*** Opening DATA EXTRACT ***
PR #5448, opened 2023-11-16
Do not use global dispatch queue in tests

buggmagnet:
This test is flaky when the system is under a lot of pressure due to the usage of the global dispatch queue.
*** Closing DATA EXTRACT ***
_WHAT TO PRODUCE_
The exercise is to copy out every line above that has the word "global" in it.

_EXERCISE RESULT_
Do not use global dispatch queue in tests
This test is flaky when the system is under a lot of pressure due to the usage of the global dispatch queue.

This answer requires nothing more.